I selected All Joking Aside: American Humor and its Discontents because of its focus on word choice, organization, and rhythm. The first four chapters provide a history of the development of stand-up comedy, while the final three chapters are close-readings of the work of three comedians (Robin Tyler, Micia Mosely, and Hari Kondabolu). The focus on form is rare in the scholarship around stand-up, so this source will be uniquely helpful.

Finally, to complete my reading list I wanted sources that focused more on queer literature than on stand-up specifically. Professor Kersh recommended several sources to me, including the first chapter of Michael Warner’s The Trouble with Normal. After reading other chapters of the book, I found it useful because it deals with the idea of addressing shame, which many stand-up comedians discuss. In addition, many jokes work because they question societal norms, and this entire book focuses around questioning assumptions made both in society as a whole and within the queer community itself.
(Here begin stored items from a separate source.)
Issue #1293, opened 2021-07-07
Exception when providing folder name of folder that does not exist as journal path


viegasfh:
### Environment
  - `jrnl --diagnostic` output: 
  - Install method: 
jrnl: v2.8.1
Python: 3.8.5 (default, May 27 2021, 13:30:53)
[GCC 9.3.0]
OS: Linux 4.4.0-19041-Microsoft
### Current Behavior

When providing a folder name as opposed to a file name in the journals configuration, I get an IsDirectoryException.

### Expected Behavior

Although the documentation does not provide examples, I have looked into the source code and found some examples of how to use a folder for multiple files grouped by date, month and day, but the examples provided presume that you have created the folder.

When providing a folder name for the journal name, the app should create the folder and then create the journal entry using the year, month and day.

When I executed the jrnl command after the error, everything worked without an issue. So, the program should create the folder and the journal entry without throwing the exception.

After reading Iyasere’s comments about how many scholars focus on cultural context and ignore the form of Things Fall Apart, I want to see more examples of how film/television media can be analyzed without making the same mistake Iyasare describes. Reading more examples of film criticism will help me learn how to balance cultural contexts with close readings of the text. For this reason, I have chosen to analyze a year’s worth of editions of Camera Obscura, published by Duke University. Each article analyzes television, film, and media from a feminist perspective. The journal will not only inform me about feminist theory and media, but also could provide models of how I balance social contexts with analyzing the text itself.

“Boyish Girl Interrupted.” Performance by Tig Notaro, HBO, 22 Aug. 2015.

In terms of primary sources, I want to compare how comedians handle queerness differently, specifically looking at how the jokes themselves are constructed. Hannah Gadsby’s special Nanette begins with her arguing that she must “quit comedy” because the form is destructive to the queer identity. Wanda Sykes also addresses her queerness, but specifically in conversation with blackness. Tig Notaro often deals with comedy and queerness more indirectly. Her special Boyish Girl Interrupted in particular explores identity questions specifically related to femininity and the body. At one point she removes her shirt to show her double mastectomy scars, performing the rest of the special shirtless. Other examples that interest me are Margaret Cho, Cameron Esposito, and Sam Jay.